In the entries that follow, copy exactly each line from the first through the line with "--- a/apollo-ios/Sources/ApolloAPI/DataDict.swift".

**Listed entries**.
>>

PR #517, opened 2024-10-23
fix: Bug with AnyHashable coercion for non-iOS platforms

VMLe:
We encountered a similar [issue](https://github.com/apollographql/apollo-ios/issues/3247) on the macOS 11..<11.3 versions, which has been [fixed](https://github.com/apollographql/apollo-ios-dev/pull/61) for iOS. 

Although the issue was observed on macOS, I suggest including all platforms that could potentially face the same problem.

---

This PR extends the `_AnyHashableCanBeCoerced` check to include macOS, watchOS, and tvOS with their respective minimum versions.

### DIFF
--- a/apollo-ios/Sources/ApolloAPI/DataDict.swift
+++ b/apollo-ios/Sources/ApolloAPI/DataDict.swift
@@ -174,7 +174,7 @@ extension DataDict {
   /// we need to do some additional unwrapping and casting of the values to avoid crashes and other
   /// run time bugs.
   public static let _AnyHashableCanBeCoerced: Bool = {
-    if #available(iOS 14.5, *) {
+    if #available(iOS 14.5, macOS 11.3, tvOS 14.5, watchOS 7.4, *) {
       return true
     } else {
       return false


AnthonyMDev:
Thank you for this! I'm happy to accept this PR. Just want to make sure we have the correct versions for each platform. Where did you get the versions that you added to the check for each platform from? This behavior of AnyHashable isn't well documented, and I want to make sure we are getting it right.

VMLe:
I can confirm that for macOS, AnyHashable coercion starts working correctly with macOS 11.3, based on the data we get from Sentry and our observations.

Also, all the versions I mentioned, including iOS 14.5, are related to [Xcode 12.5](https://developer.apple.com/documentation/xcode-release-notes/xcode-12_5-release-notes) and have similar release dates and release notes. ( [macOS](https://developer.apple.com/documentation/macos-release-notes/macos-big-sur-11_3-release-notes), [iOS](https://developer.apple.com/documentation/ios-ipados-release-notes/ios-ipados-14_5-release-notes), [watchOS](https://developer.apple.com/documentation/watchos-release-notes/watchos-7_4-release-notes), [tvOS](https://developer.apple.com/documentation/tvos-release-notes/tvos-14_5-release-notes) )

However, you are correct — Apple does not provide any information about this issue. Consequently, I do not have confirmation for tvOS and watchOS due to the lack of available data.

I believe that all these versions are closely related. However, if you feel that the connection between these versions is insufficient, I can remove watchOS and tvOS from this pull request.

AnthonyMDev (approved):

<<

**Written response**.
PR #517, opened 2024-10-23
fix: Bug with AnyHashable coercion for non-iOS platforms

VMLe:
We encountered a similar [issue](https://github.com/apollographql/apollo-ios/issues/3247) on the macOS 11..<11.3 versions, which has been [fixed](https://github.com/apollographql/apollo-ios-dev/pull/61) for iOS. 

Although the issue was observed on macOS, I suggest including all platforms that could potentially face the same problem.

---

This PR extends the `_AnyHashableCanBeCoerced` check to include macOS, watchOS, and tvOS with their respective minimum versions.

### DIFF
--- a/apollo-ios/Sources/ApolloAPI/DataDict.swift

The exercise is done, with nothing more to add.